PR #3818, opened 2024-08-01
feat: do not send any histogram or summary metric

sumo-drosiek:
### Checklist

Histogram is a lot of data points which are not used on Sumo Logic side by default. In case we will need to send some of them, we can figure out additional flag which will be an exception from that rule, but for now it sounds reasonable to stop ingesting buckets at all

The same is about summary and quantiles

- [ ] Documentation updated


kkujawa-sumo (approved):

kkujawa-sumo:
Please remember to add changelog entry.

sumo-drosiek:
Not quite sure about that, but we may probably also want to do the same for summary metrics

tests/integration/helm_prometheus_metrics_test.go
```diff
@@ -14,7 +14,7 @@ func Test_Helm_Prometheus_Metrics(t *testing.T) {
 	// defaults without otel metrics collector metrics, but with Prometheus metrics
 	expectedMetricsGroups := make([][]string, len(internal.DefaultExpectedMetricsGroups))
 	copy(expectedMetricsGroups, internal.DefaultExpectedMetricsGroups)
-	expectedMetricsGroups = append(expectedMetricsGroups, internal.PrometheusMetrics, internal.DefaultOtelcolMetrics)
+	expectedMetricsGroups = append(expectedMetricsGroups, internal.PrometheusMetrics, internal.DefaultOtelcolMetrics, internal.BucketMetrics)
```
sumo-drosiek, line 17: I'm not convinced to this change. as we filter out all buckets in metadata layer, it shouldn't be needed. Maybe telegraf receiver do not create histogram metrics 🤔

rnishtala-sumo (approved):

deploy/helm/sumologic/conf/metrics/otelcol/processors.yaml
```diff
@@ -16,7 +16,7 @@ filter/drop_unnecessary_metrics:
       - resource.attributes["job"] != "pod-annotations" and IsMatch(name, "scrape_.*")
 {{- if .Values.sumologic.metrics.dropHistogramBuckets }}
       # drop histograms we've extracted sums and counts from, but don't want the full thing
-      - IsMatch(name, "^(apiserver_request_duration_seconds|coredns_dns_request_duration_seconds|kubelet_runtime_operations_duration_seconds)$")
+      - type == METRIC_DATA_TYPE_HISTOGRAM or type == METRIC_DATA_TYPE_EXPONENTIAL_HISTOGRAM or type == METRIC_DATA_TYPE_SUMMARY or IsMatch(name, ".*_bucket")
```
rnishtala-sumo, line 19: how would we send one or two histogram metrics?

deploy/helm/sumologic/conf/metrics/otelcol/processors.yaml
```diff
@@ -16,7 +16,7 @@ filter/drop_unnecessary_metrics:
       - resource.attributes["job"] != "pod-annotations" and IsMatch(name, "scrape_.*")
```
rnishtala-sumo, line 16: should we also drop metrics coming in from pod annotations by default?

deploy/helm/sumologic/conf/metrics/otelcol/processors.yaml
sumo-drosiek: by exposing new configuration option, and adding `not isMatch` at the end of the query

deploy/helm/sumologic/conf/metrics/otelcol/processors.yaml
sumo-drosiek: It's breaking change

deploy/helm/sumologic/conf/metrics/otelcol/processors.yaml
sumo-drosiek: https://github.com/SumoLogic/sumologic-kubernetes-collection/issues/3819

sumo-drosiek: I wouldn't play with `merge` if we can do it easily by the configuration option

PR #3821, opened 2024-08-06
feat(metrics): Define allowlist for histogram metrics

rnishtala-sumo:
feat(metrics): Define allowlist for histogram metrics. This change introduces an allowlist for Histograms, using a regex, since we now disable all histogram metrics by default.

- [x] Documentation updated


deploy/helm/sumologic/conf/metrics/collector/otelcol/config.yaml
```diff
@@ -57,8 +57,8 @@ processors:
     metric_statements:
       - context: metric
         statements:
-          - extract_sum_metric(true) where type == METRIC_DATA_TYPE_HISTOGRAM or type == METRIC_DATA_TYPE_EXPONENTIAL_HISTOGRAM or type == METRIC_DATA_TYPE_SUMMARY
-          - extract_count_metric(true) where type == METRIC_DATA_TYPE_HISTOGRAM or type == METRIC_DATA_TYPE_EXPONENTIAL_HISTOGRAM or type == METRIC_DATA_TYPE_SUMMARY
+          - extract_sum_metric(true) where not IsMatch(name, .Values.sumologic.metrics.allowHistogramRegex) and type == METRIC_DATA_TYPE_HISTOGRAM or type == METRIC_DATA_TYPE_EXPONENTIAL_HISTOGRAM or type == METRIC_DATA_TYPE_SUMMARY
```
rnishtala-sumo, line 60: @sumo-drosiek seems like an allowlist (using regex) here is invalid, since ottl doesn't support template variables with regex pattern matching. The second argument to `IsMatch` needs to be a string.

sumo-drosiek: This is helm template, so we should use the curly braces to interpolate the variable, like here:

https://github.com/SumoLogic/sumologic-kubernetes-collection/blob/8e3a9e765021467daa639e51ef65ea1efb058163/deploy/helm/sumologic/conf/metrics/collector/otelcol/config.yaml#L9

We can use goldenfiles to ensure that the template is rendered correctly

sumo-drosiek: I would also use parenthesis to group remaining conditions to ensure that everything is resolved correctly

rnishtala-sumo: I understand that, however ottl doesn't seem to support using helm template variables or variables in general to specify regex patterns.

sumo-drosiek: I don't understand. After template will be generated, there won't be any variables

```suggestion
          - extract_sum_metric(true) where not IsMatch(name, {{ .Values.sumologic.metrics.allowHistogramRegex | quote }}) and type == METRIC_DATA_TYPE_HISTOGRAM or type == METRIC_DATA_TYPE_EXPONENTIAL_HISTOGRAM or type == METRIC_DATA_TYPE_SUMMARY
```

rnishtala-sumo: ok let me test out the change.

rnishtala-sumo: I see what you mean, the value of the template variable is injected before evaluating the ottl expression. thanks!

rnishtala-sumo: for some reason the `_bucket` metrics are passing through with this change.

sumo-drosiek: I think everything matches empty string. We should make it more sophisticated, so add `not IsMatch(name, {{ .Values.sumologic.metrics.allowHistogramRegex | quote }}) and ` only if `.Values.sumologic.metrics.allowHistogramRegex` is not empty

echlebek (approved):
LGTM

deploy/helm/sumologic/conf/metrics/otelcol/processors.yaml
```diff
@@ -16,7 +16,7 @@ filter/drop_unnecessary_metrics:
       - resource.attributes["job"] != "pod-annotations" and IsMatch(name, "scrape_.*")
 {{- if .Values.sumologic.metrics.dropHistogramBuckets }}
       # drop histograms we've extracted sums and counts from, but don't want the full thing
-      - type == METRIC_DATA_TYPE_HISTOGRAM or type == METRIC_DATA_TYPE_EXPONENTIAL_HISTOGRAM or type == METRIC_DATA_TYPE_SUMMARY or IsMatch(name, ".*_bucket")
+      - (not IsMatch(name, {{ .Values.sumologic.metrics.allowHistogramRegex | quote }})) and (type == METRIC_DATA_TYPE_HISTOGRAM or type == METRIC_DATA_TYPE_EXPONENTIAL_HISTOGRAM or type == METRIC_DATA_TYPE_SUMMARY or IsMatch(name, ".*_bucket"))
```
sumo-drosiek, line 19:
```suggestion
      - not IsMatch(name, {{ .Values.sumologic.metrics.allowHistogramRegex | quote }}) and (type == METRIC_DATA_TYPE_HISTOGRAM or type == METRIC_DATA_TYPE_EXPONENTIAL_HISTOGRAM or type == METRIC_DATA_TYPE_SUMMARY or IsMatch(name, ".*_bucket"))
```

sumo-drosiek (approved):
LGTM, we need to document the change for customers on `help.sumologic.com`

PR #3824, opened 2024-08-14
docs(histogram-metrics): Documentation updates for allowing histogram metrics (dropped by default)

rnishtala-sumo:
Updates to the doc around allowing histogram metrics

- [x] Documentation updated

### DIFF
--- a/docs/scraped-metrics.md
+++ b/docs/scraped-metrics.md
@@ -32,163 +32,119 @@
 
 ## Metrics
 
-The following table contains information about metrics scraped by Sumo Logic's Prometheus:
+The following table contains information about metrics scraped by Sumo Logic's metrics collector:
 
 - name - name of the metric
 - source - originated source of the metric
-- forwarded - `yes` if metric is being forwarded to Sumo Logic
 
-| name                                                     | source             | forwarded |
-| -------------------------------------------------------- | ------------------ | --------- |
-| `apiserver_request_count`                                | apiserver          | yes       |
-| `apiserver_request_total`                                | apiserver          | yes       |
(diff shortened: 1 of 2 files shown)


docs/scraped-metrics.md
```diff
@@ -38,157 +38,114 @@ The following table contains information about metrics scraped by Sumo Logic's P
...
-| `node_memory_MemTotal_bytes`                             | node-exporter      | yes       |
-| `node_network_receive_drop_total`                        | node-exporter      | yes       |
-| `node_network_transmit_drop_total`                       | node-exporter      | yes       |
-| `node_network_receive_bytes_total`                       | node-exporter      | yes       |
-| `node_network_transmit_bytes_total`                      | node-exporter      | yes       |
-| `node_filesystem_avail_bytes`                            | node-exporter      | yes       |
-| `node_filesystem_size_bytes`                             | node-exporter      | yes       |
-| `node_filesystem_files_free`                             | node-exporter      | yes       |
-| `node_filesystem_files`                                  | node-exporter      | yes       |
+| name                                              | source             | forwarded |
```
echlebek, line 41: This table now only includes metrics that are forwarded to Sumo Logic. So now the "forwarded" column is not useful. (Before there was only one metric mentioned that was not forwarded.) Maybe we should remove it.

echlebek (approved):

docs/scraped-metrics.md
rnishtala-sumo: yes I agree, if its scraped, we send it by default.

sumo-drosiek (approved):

==========

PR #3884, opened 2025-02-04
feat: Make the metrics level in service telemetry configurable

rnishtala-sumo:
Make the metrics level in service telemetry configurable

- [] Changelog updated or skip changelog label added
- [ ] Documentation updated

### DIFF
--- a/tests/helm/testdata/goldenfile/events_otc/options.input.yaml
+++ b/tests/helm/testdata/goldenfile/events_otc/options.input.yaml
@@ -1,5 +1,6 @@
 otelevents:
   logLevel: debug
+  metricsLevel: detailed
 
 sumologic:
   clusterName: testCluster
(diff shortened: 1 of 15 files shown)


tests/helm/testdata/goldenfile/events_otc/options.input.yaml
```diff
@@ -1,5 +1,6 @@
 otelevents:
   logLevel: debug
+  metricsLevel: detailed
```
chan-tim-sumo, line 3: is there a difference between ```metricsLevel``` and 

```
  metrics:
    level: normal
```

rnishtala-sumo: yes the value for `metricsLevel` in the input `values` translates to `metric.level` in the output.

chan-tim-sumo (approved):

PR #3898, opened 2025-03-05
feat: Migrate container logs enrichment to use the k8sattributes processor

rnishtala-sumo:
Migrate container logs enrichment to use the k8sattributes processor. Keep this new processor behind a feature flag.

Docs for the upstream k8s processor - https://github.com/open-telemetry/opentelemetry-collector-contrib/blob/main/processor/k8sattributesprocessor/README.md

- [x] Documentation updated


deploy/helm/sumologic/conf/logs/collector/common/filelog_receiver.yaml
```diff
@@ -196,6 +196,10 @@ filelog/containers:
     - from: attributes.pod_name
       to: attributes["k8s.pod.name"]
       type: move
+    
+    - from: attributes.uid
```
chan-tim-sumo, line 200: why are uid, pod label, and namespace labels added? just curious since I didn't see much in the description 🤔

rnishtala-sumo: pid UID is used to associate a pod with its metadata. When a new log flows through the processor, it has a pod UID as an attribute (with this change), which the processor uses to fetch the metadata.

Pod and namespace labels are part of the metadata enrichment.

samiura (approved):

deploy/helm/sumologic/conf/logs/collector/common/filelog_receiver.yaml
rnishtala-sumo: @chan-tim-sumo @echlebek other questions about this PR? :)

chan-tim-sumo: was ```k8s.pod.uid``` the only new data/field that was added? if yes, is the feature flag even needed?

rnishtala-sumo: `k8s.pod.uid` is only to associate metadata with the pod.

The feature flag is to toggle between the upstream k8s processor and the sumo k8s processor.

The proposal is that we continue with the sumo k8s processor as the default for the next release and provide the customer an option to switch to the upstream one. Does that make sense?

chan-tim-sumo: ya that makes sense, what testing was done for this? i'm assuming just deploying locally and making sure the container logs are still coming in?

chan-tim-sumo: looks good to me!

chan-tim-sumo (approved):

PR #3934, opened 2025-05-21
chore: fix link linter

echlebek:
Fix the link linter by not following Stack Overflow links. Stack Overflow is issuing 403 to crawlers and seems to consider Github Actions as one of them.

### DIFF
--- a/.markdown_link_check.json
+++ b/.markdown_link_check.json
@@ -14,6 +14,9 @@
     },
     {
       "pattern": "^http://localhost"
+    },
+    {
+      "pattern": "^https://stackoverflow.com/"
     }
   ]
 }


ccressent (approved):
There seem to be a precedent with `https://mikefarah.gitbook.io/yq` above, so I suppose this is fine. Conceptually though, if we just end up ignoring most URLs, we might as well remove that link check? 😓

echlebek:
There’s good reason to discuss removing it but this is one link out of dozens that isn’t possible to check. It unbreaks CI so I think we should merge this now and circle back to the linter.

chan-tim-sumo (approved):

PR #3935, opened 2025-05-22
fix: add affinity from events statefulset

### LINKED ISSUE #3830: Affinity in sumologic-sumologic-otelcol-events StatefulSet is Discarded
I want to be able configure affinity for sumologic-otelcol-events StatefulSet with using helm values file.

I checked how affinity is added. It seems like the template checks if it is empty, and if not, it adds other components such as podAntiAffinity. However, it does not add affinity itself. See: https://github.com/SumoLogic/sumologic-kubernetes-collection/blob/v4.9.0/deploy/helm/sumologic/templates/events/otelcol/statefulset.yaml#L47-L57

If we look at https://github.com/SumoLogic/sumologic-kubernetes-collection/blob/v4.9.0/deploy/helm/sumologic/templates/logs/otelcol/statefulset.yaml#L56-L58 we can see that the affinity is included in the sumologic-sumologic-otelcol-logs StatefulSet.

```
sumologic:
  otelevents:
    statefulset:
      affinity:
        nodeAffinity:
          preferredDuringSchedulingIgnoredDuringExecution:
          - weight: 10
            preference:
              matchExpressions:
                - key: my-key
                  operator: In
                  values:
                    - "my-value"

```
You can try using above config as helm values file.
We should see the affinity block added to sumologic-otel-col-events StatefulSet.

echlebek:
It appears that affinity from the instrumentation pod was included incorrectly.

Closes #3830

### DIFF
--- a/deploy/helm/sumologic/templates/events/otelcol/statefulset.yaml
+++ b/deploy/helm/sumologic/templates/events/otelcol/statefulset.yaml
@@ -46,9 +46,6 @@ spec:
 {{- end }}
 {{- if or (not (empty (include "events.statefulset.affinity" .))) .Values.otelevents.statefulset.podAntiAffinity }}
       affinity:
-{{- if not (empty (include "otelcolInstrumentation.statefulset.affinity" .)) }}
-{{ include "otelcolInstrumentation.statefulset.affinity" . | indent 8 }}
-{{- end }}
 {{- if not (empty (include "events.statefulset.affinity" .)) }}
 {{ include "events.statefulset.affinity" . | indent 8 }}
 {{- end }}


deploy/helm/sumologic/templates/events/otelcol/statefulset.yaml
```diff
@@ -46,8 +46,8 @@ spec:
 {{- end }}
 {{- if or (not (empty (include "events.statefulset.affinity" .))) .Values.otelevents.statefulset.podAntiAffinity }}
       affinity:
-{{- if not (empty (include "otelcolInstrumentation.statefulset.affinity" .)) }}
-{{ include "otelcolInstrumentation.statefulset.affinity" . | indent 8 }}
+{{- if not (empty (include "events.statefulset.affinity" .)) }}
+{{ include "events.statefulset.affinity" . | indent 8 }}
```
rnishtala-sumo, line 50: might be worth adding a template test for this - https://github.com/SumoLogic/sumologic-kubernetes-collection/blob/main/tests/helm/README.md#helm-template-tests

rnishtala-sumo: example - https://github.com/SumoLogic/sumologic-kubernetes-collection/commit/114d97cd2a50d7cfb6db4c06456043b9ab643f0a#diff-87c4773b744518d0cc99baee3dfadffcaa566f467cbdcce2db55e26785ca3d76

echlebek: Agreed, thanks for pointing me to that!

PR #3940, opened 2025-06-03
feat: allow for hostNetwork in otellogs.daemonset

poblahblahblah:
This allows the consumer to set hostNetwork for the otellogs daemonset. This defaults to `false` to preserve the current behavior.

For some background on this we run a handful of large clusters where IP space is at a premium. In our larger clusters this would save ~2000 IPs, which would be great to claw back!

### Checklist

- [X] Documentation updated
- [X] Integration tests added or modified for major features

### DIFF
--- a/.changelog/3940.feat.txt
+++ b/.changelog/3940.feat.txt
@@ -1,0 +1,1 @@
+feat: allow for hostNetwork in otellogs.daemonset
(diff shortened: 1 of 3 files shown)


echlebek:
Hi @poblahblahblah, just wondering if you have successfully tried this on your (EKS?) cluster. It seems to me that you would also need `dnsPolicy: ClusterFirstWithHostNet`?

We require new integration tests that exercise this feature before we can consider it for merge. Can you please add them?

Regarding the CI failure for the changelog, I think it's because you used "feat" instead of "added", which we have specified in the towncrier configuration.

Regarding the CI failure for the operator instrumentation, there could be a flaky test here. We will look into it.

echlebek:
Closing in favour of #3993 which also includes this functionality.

==========

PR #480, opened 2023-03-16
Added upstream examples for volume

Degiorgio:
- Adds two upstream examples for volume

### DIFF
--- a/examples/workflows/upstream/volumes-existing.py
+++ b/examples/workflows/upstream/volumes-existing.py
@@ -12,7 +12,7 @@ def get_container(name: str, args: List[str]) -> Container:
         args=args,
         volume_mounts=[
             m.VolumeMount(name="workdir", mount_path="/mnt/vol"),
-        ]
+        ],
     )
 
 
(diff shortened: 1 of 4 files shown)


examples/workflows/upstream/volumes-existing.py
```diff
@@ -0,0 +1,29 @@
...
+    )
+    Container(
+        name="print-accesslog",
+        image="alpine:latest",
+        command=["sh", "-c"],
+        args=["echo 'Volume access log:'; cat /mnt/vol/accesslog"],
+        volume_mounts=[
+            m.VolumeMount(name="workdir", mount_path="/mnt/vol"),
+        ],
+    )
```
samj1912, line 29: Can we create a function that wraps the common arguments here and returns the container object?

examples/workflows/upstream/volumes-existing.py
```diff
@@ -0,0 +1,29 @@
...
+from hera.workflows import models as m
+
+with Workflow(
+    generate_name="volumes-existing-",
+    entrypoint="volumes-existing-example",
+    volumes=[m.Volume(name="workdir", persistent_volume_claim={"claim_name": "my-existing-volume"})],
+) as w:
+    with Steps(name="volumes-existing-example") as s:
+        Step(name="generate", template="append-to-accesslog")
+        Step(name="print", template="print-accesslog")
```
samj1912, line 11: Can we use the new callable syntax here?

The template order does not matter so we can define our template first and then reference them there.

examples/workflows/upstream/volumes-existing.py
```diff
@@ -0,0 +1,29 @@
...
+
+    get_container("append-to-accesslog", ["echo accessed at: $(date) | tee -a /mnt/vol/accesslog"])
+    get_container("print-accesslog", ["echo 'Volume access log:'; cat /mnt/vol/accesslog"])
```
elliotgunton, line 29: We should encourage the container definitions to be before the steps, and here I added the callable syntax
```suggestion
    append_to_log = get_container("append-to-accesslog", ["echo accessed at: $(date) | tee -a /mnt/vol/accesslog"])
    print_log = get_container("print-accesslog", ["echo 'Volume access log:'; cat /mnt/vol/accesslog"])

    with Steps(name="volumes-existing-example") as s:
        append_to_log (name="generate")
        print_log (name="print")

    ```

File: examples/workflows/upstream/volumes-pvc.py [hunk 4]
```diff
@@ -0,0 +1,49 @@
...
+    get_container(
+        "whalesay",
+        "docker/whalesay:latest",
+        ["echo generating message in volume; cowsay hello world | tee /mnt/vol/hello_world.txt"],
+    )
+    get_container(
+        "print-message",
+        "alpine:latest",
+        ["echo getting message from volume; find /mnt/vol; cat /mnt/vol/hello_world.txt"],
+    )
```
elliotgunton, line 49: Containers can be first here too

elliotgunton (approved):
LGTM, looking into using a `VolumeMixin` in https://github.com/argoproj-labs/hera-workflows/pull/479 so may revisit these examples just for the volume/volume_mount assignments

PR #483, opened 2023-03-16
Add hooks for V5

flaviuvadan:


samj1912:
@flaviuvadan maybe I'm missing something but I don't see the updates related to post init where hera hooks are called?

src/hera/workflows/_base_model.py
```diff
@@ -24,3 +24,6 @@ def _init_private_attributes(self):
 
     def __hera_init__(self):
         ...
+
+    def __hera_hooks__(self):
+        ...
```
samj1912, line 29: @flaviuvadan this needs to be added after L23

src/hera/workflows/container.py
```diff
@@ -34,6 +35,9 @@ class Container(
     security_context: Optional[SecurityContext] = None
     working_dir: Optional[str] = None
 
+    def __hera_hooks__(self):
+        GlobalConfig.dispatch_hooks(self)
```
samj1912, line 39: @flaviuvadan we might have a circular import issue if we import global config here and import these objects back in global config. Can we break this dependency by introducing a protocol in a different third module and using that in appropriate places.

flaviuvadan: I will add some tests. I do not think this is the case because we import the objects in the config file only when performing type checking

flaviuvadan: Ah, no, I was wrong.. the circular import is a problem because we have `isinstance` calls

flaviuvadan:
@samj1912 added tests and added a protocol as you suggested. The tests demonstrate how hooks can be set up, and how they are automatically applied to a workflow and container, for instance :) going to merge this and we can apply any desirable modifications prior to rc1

==========

» **What the task asks**: Return all lines from the data that include the string "ensure".

» **Task result**:
We can use goldenfiles to ensure that the template is rendered correctly
sumo-drosiek: I would also use parenthesis to group remaining conditions to ensure that everything is resolved correctly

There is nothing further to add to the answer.